▶ [Source data]

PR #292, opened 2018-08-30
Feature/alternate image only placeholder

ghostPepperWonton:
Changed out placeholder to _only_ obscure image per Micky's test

* * *

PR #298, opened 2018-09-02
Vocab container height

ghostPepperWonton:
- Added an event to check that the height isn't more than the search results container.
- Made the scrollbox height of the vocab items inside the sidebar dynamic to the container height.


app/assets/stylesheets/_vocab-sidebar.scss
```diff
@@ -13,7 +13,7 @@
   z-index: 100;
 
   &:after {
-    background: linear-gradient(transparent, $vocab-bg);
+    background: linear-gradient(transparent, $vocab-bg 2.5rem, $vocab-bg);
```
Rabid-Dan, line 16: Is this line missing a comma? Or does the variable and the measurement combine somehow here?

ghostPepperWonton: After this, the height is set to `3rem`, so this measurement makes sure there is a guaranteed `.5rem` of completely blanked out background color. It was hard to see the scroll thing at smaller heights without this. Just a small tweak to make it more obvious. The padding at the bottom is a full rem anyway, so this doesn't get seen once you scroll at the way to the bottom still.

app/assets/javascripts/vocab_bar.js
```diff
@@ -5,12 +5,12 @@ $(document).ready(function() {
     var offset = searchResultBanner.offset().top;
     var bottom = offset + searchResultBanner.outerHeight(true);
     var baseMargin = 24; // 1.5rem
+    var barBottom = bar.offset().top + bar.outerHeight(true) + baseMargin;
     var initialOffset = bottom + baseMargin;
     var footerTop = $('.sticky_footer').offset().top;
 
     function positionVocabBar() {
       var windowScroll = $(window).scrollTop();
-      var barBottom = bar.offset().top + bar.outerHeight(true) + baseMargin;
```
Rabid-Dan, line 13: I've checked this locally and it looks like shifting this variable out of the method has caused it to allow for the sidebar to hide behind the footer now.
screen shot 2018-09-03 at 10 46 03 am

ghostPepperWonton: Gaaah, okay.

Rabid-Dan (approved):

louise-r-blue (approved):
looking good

▶ [What you will do]
Go to the line with "PR #292, opened 2018-08-30" in the entries above and repeat every line from there through the line with "Changed out placeholder", exactly and with no other text.

▶ [Result]
PR #292, opened 2018-08-30
Feature/alternate image only placeholder

ghostPepperWonton:
Changed out placeholder to _only_ obscure image per Micky's test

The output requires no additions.